PR #962, opened 2026-05-17
fix: use zerolog

jmattheis:
This changes the logging to zerolog. What do you think @eternal-flame-AD? we could use log.* everywhere, but I kinda like zerolog more.

### DIFF
--- a/app.go
+++ b/app.go
@@ -1,7 +1,6 @@
 package main
 
 import (
-	"fmt"
 	"os"
 	"time"
 
@@ -11,6 +10,9 @@ import (
 	"github.com/gotify/server/v2/model"
 	"github.com/gotify/server/v2/router"
 	"github.com/gotify/server/v2/runner"
+	"github.com/mattn/go-isatty"
+	"github.com/rs/zerolog"
+	"github.com/rs/zerolog/log"
 )
 
 var (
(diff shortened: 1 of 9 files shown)


app.go
```diff
@@ -24,10 +26,12 @@ var (
 )
 
 func main() {
+	log.Logger = log.Output(zerolog.ConsoleWriter{Out: os.Stderr, TimeFormat: time.RFC3339})
```
eternal-flame-AD: This need to be guarded by a isTerminal check. A lot of people run Gotify with a supervisor (systemd, etc) or a pipe and will want the log clear of ANSI escape sequences.

eternal-flame-AD:
I'm good for getting better logging. I'm enjoying structured logging in my Rust projects so I like it as well.

app.go
eternal-flame-AD: Another thing is it doesn't look like zerolog has an environment variable for changing log levels? do we have to manually code that or?

jmattheis: Yeah, I'll add the log level in a separate PR with a rework of the overall config.

I've added terminal check + NO_COLOR check. I'll probably move the NO_COLOR env var later to the config package.

I also changed it to stdout, makes more sense as we don't output to stdout anywhere else.

eternal-flame-AD (dismissed):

============================================================

**Exercise brief**
When a line in the data above contains the string "logging", copy that line.

**Result below**
This changes the logging to zerolog. What do you think @eternal-flame-AD? we could use log.* everywhere, but I kinda like zerolog more.
I'm good for getting better logging. I'm enjoying structured logging in my Rust projects so I like it as well.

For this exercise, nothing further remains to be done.